The Label, now in its third generation and being leveraged across a diversity of domains including healthcare and humanitarian use cases, is intended to drive robust data analysis practices by making it easier and faster for data scientists to interrogate and select datasets; increase overall quality of models by driving the use of better and more appropriate datasets for those models; and enable the creation and publishing of responsible datasets by those who collect, clean and publish data.
At a glance information
The web-based label includes four distinct panes of information: About the Label (top bar), Metadata (left side), Use Case Matrix (top right), and Inference Risks (bottom right).
Milestones Ahead
The Data Nutrition Project is a research organization and product development team composed of technologists, designers, academics and scientists. Together, we are excited to continue the work of driving better AI through the exploration and development of practical tools.
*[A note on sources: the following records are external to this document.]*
PR #216, opened 2024-10-24
LLVM builds (against Windows SDK)

Saancreed:
Wasn't as terrible as I expected but I still wasted a lot of time fighting Meson's nonsense (for example, when I tried choosing the linker using more idiomatic `cpp_ld = 'lld-link'` it insisted on passing `-fuse-ld=lld-link` _to the linker_, which at this point `clang-cl` already determined it to be default `link.exe`, which of course doesn't exist).

TODO: ~~Persist the toolchain flavor in logged version string?~~ Perhaps ~~build and~~ run tests as well? But that's something for another day I think.

### DIFF
--- a/.github/workflows/build-llvm.yml
+++ b/.github/workflows/build-llvm.yml
@@ -1,0 +1,72 @@
+name: Build with LLVM against MSVCRT and Windows SDK
+
+on:
+  push:
+    branches: [ master ]
+    tags: [ v* ]
+  pull_request:
+    branches: [ master ]
+  workflow_dispatch:
+
+jobs:
+  build-llvm:
+    runs-on: ubuntu-latest
+    container: docker.io/archlinux/archlinux:base
+
+    steps:
+    - name: Install packages
+      run: pacman -Syu --needed --noconfirm clang curl git jq lld llvm meson ninja
+
+    - name: Checkout code
+      uses: actions/checkout@v4
+      with:
+        submodules: recursive
+        fetch-depth: 0
+
+    - name: Suppress repository ownership mismatch errors
+      run: git config --global --add safe.directory '*'
+
+    - name: Prepare MSVCRT and Windows SDK
+      run: |
+        xwin_version=$(curl -s https://api.github.com/repos/Jake-Shadle/xwin/releases/latest | jq -r .tag_name)
+        curl -sL "https://github.com/Jake-Shadle/xwin/releases/download/${xwin_version}/xwin-${xwin_version}-x86_64-unknown-linux-musl.tar.gz" | bsdtar -xf-
+        "./xwin-${xwin_version}-x86_64-unknown-linux-musl/xwin" \
+          --accept-license \
+          --arch x86_64,x86 \
+          splat \
+          --preserve-ms-arch-notation \
+          --use-winsysroot-style \
+          --output ./winsysroot
+        cd './winsysroot/Windows Kits/10'
+        test -e ./Include || mv ./include ./Include
+        test -e ./Lib || mv ./lib ./Lib
+
+    - name: Build x86
+      shell: bash
+      run: |
+        meson setup build32 . \
+          --cross-file ./build-win32-llvm.txt \
+          --buildtype release \
+          --prefix ~+/install \
+          --bindir bin \
+          --libdir lib \
+          --strip
+        ninja -C build32 install
+
+    - name: Build x64
+      shell: bash
+      run: |
+        meson setup build64 . \
+          --cross-file ./build-win64-llvm.txt \
+          --buildtype release \
+          --prefix ~+/install \
+          --bindir bin \
+          --libdir lib \
+          --strip -Denable_tests=true
+        ninja -C build64 install
+
+    - name: Upload artifact
+      uses: actions/upload-artifact@v4
+      with:
+        name: dxvk-nvapi-llvm
+        path: install/bin/*
--- a/build-win32-llvm.txt
+++ b/build-win32-llvm.txt
@@ -1,0 +1,20 @@
+[constants]
+winsysroot = '@GLOBAL_SOURCE_ROOT@/winsysroot'
+
+[binaries]
+cpp = ['clang-cl', '/clang:--target=i686-pc-windows-msvc', '/clang:-fuse-ld=lld-link', '/winsysroot', winsysroot]
+strip = 'llvm-strip'
+ar = 'llvm-ar'
+
+[built-in options]
+cpp_args = ['/MT', '-Wno-c++11-narrowing']
+cpp_link_args = ['/winsysroot:' + winsysroot]
+
+[properties]
+needs_exe_wrapper = true
+
+[host_machine]
+system = 'windows'
+cpu_family = 'x86'
+cpu = 'x86'
+endian = 'little'
--- a/.gitignore
+++ b/.gitignore
@@ -1,6 +1,7 @@
 build
 buildDir
 out
+winsysroot
 .idea/**
 .vscode/**
 version.h
--- a/build-win64-llvm.txt
+++ b/build-win64-llvm.txt
@@ -1,0 +1,20 @@
+[constants]
+winsysroot = '@GLOBAL_SOURCE_ROOT@/winsysroot'
+
+[binaries]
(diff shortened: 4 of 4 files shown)


jp7677:
> TODO: Persist the toolchain flavor in logged version string?

I created a start for that in https://github.com/jp7677/dxvk-nvapi/pull/217

build-win32-llvm.txt
```diff
@@ -0,0 +1,20 @@
+[constants]
+winsysroot = '@GLOBAL_SOURCE_ROOT@/winsysroot'
+
+[binaries]
+cpp = ['clang-cl', '/clang:--target=i686-pc-windows-msvc', '/clang:-fuse-ld=lld-link', '/winsysroot', winsysroot]
+strip = 'llvm-strip'
+ar = 'llvm-ar'
+
+[built-in options]
+cpp_args = ['/MT', '-Wno-c++11-narrowing']
```
Saancreed, line 10: If you're wondering why is this `-Wno-c++11-narrowing` needed, it's to suppress this error:

```
FAILED: src/nvapi64.dll.p/nvapi_drs.cpp.obj 
clang-cl /clang:-fuse-ld=lld-link /winsysroot …/dxvk-nvapi/winsysroot -Isrc/nvapi64.dll.p -Isrc -I../src -I../external/nvapi -I../external/Vulkan-Headers/include -I. /MD /nologo /showIncludes /utf-8 /W3 /EHsc /std:c++20 /permissive- /O2 /Gw -DNOMINMAX -DWIN32_LEAN_AND_MEAN -D_CRT_SECURE_NO_WARNINGS /MT /Fdsrc/nvapi64.dll.p/nvapi_drs.cpp.pdb /Fosrc/nvapi64.dll.p/nvapi_drs.cpp.obj /c ../src/nvapi_drs.cpp
In file included from ../src/nvapi_drs.cpp:2:
../external/nvapi/NvApiDriverSettings.c(932,132): error: constant expression evaluates to -1 which cannot be narrowed to type 'NvU32' (aka 'unsigned long') [-Wc++11-narrowing]
  932 |     {SET_VAB_DATA_ID,                      SET_VAB_DATA_STRING,                       6, (NvU32 *)g_valuesSET_VAB_DATA,            SET_VAB_DATA_USE_API_DEFAULTS},
      |                                                                                                                                    ^~~~~~~~~~~~~~~~~~~~~~~~~~~~~
../external/nvapi/NvApiDriverSettings.c(932,132): note: insert an explicit cast to silence this issue
  932 |     {SET_VAB_DATA_ID,                      SET_VAB_DATA_STRING,                       6, (NvU32 *)g_valuesSET_VAB_DATA,            SET_VAB_DATA_USE_API_DEFAULTS},
      |                                                                                                                                    ^~~~~~~~~~~~~~~~~~~~~~~~~~~~~
      |                                                                                                                                    static_cast<NvU32>(          )
../external/nvapi/NvApiDriverSettings.c(934,132): error: constant expression evaluates to -1769598857 which cannot be narrowed to type 'NvU32' (aka 'unsigned long') [-Wc++11-narrowing]
  934 |     {VSYNCTEARCONTROL_ID,                  VSYNCTEARCONTROL_STRING,                   2, (NvU32 *)g_valuesVSYNCTEARCONTROL,        VSYNCTEARCONTROL_DISABLE},
      |                                                                                                                                    ^~~~~~~~~~~~~~~~~~~~~~~~
../external/nvapi/NvApiDriverSettings.c(934,132): note: insert an explicit cast to silence this issue
  934 |     {VSYNCTEARCONTROL_ID,                  VSYNCTEARCONTROL_STRING,                   2, (NvU32 *)g_valuesVSYNCTEARCONTROL,        VSYNCTEARCONTROL_DISABLE},
      |                                                                                                                                    ^~~~~~~~~~~~~~~~~~~~~~~~
      |                                                                                                                                    static_cast<NvU32>(     )
2 errors generated.
```

But because the error comes from NVAPI headers which we include from a submodule, I thought it would be preferable to suppress this rather than try fixing them.

Saancreed:
Seems to work, and reports itself like this:

> `DXVK-NVAPI v0.7.1-62-g64147d9 clang-cl 18.1.8 x86_64 release`

or

> `DXVK-NVAPI v0.7.1-62-g64147d9 clang-cl 18.1.8 x86 release`

.github/workflows/build-llvm.yml
```diff
@@ -0,0 +1,72 @@
...
+      with:
+        submodules: recursive
+        fetch-depth: 0
+
+    - name: Suppress repository ownership mismatch errors
+      run: git config --global --add safe.directory '*'
+
+    - name: Prepare MSVCRT and Windows SDK
+      run: |
+        xwin_version=0.6.6-rc.2
```
jp7677, line 31: We could use something like this to always fetch the latest version since they seem to release quite often.

```
curl -s https://api.github.com/repos/Jake-Shadle/xwin/releases/latest | jq  -r '.tag_name'
```

.github/workflows/build-llvm.yml
```diff
@@ -0,0 +1,72 @@
...
+          --arch x86_64,x86 \
+          splat \
+          --preserve-ms-arch-notation \
+          --use-winsysroot-style \
+          --output ./winsysroot
+        cd './winsysroot/Windows Kits/10'
+        mv include Include
+        mv lib Lib
+
+    - name: Build x64
```
jp7677, line 44: nit: other workflows build the x86 version first.

.github/workflows/build-llvm.yml
```diff
@@ -0,0 +1,72 @@
...
+          --bindir bin \
+          --libdir lib \
+          --strip
+        ninja -C build32 install
+
+    - name: Upload artifact
+      uses: actions/upload-artifact@v4
+      with:
+        name: dxvk-nvapi-llvm
+        path: install/bin/*
```
jp7677, line 72: Similar with msvc artifacts I would prefer to include the tests executable, especially since they are not (yet) executed here as part of CI.

build-win32-llvm.txt
jp7677: Thanks for the clarification. I think this is fine here. Alternatively, we might wrap https://github.com/jp7677/dxvk-nvapi/blob/master/src/nvapi_drs.cpp#L2 like we do here https://github.com/jp7677/dxvk-nvapi/blob/master/src/nvapi_private.h#L42, but for clang. But I guess that's not worth it, even when moving that include to `nvapi_private.h` to keep the cpp files clean of this stuff (assuming that this doesn't create other issues).

jp7677 (commented):
Looks good. Not yet sure about the extra maintenance in the long term, but it's nicely isolated, so cool to include this workflow. Not much CI variations left after this PR ;).

See some remarks.

.github/workflows/build-llvm.yml
```diff
@@ -0,0 +1,72 @@
...
+      run: pacman -Syu --needed --noconfirm clang curl git lld llvm meson ninja
+
+    - name: Checkout code
+      uses: actions/checkout@v4
+      with:
+        submodules: recursive
+        fetch-depth: 0
+
+    - name: Suppress repository ownership mismatch errors
+      run: git config --global --add safe.directory '*'
```
jp7677, line 27: ah indeed :(.

.github/workflows/build-llvm.yml
Saancreed: It is already included :)

Check the artifact from https://github.com/jp7677/dxvk-nvapi/actions/runs/11532212308, it contains `nvapi.dll`, `nvapi64.dll` and `nvapi64-tests.exe`.

jp7677: ah perfect! Sry for the spam ;)

.github/workflows/build-llvm.yml
Saancreed: On one hand, autoupdating this would be nice, but on another we kinda have no guarantees of stable behavior.

But as least I'll know when another release that fixes casing of `include` and `lib` is made because my hack below will likely break :sweat_smile:

Saancreed: Done, hopefully in a way that shouldn't break in the future…

jp7677: Yeah, there is no perfect solution. If it breaks on annoying moment, we can still pin to a specific version in the future.

jp7677 (approved):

We plan to launch the third generation of the Dataset Nutrition Label and Label Maker Tool (beta) in early 2023, and will continue working on a number of initiatives for this year and beyond:
- Publish a Labels Library. Creating additional Labels for high-impact datasets often used to train AI.
- Conduct User Research. With data scientists, we plan to conduct user research to refine the utility and legibility of the Label for data scientists.
- Research the Landscape. Continue research on the broader ecosystem of labeling and algorithmic accountability and make this broadly available for academics and policy makers.